Он бросил заступ, вылез из ямы и, ухватив Богата за ноги, дотащил до края, свалил тело вниз. Потом взялся за Вакса. Погибший кент хранил деньги в правом сапоге. Там они и лежат, завернутые в марлю. Но на том свете, надо думать, не требуют бросить денег на общак. Там эти бумажки без надобности. Таймураз ногой спихнул Вакса в могилу, одернул пиджак и попросил воды. Суханов, распахнув халат, отстегнул от ремня фляжку в брезентовом чехле, бросил ее пленнику. Таймураз сделал несколько жадных глотков, вытер губы и посмотрел на солнце, зацепившееся краем за дальние холмы.
– Разгружай машину, – скомандовал Зубов. – И не тяни резину, мы спешим.
Тайм, обрадованный новой отсрочкой, выбросил из «уазика» пару мешков с манатками. Осторожно поставил на землю тяжеленную коробку с фарфоровым сервизом на шесть персон, сбросил четыре шерстяных одеяла, спустил вниз каминные часы, завернутые в простыню.

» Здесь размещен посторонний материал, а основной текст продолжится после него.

PR #667, opened 2023-10-10
Solution

katyakoziar:


OlehShumov (approved):

app/main.py
```diff
@@ -1 +1,54 @@
-# write your code here
+class SoftwareEngineer:
+    skills = []
```
LiudmylaKulinchenko, line 2: skills variable should be an attribute of the instance, not class

app/main.py
```diff
@@ -1 +1,54 @@
...
+    def __init__(self, name: str) -> None:
+        self.name = name
+
+    @classmethod
+    def learn_skill(cls, skill: str) -> None:
+        cls.skills.append(skill)
+
+
+class FrontendDeveloper(SoftwareEngineer):
+    skills = ["JavaScript", "HTML", "CSS"]
```
LiudmylaKulinchenko, line 13: Use += operator or extend() to extend a list instead of redefining it

LiudmylaKulinchenko (changes requested):

app/main.py
```diff
@@ -1 +1,47 @@
...
+        super().__init__(name)
+        self.skills.extend(["Java", "Android studio"])
+
+    def create_smooth_mobile_app(self) -> str:
+        print(f"{self.name} is creating a mobile app...")
+        return "Ads every three swipes"
+
+
+class FullStackDeveloper(FrontendDeveloper, BackendDeveloper):
+    def __init__(self, name: str) -> None:
```
fsocie7y, line 41: No need to rewrite init method here

fsocie7y (changes requested):

LiudmylaKulinchenko (approved):
Well done! 🔥

PR #669, opened 2023-10-10
Solution

Shatrovskyi:


app/main.py
```diff
@@ -1 +1,62 @@
...
+    def __init__(self, name: str) -> None:
+        super().__init__(name)
+        self.skills = [
+            "Python",
+            "SQL",
+            "Django",
+            "JavaScript",
+            "HTML",
+            "CSS",
+        ]
```
Andrii-Silenko, line 57: I think we have to find the way how to ineritance this skills from parents' classes, not just assign this list to self.skills. But maybe I'm wrong)

Andrii-Silenko (approved):

app/main.py
Shatrovskyi: Yep, You are right.

LiudmylaKulinchenko (approved):
Well done 😸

Скупщик скота, когда не хватило денег, чтобы рассчитаться за баранов, предложил эту вещицу, говорил, что привез часы из Чикмента, и стоят они неслыханных, просто-таки непомерных денег. Когда Тайм прикинул, сколько удовольствий можно получить, сбыв эту редкостную вещь, на глаза навернулись слезы. Закончив работу, он с тоской посмотрел на вещи, сваленные рядом с открытой могилой, и горестно вздохнул.
Краем глаза он видел, как Суханов достал из-за пояса пистолет, сделал шаг вперед и глянул на Зубова, присевшего на узел с барахлом. Тот отрицательно помотал головой, поднялся и тронул Тайма за плечо.

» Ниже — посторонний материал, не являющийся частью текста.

PR #672, opened 2023-10-10
Solution

Andrii-Silenko:


RabenkoYevhenii (approved):

app/main.py
```diff
@@ -1 +1,50 @@
...
+
+    def learn_skill(self, skill: str) -> None:
+        self.skills.append(skill)
+
+
+class FrontendDeveloper(SoftwareEngineer):
+    def __init__(self, name: str) -> None:
+        super().__init__(name)
+        for skill in ["JavaScript", "HTML", "CSS"]:
+            super().learn_skill(skill)
```
LiudmylaKulinchenko, line 14: Here u can do like this self.skills += ["JavaScript", "HTML", "CSS"] or use `extend` to write less code

app/main.py
```diff
@@ -1 +1,50 @@
...
+
+    def create_smooth_mobile_app(self) -> str:
+        print(f"{self.name} is creating a mobile app...")
+        return "Ads every three swipes"
+
+
+class FullStackDeveloper(FrontendDeveloper, BackendDeveloper):
+    def __init__(self, name: str) -> None:
+        super().__init__(name)
```
LiudmylaKulinchenko, line 45: No need to rewrite init method here, it does nothing here

LiudmylaKulinchenko (changes requested):

LiudmylaKulinchenko (approved):
Great! 🐣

– Ты тачку водишь? – спросил Зубов.
Таймураз молча кивнул.
– Эти места хорошо знаешь?
– Более или менее.
Пленник подумал, что окружающий мир для чужаков все равно что темный лес или пустыня. Отставь их тут без воды дня и машины на два-три дна, и шабаш, поминай как звали, – пропадут без следа, даже костей не найдешь. А он читает степь как раскрытую книгу, у него здесь родной дом.
– Тогда садись за руль, – приказал Зубов. – Поглядим, что ты за водила. Если через полтора часа доставишь нас в райцентр, то есть тамошнюю в больницу… Как знать, может быть, ты еще долго проживешь. И даже заработаешь.

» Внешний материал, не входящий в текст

PR #185, opened 2020-12-09
feat(appeals-service-api): implements Appeals API

frank-dodion:
BREAKING CHANGE: Replaces previous endpoints.

## Ticket Number
UCD-985

## Description of change
Implements Appeals API


danWatkinson (approved):
assuming we have a ticket in this story that gets the feature files un-@wip'd all good.. assuming we'd rather get this change in than haggle about a short-term step back in 'provable functionality'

Когда зазвонил телефон, Девяткин уже успел пройтись по спине полотенцем и накинул халат из синтетического шелка, разукрашенный мелкими драконами, похожими на крокодильчиков из мультфильма. Стакан с ромом и ананасовым соком, стоявший на бортике ванной, так и остался недопитым. Девяткин прошлепал босыми ногами в комнату и поднес к уху трубку мобильника. Голос оказался незнакомым, а тон человека не слишком дружелюбным.
– Юрий Иванович? – мужчина говорил низким простуженным голосом. – Или я ошибся? Ах, вот как… Тогда очень хорошо. За последние двое суток вы мне звонили семь раз. Оставили несколько сообщений и этот номер телефона.
Девяткин, разомлевший в теплой ванной, не сразу сообразил, кому именно он так настойчиво названивал и какие сообщения оставлял. А, вспомнив, упал в кресло и, врубив лампу, забросил на стол голые ноги, чтобы не держать их на сквозняке.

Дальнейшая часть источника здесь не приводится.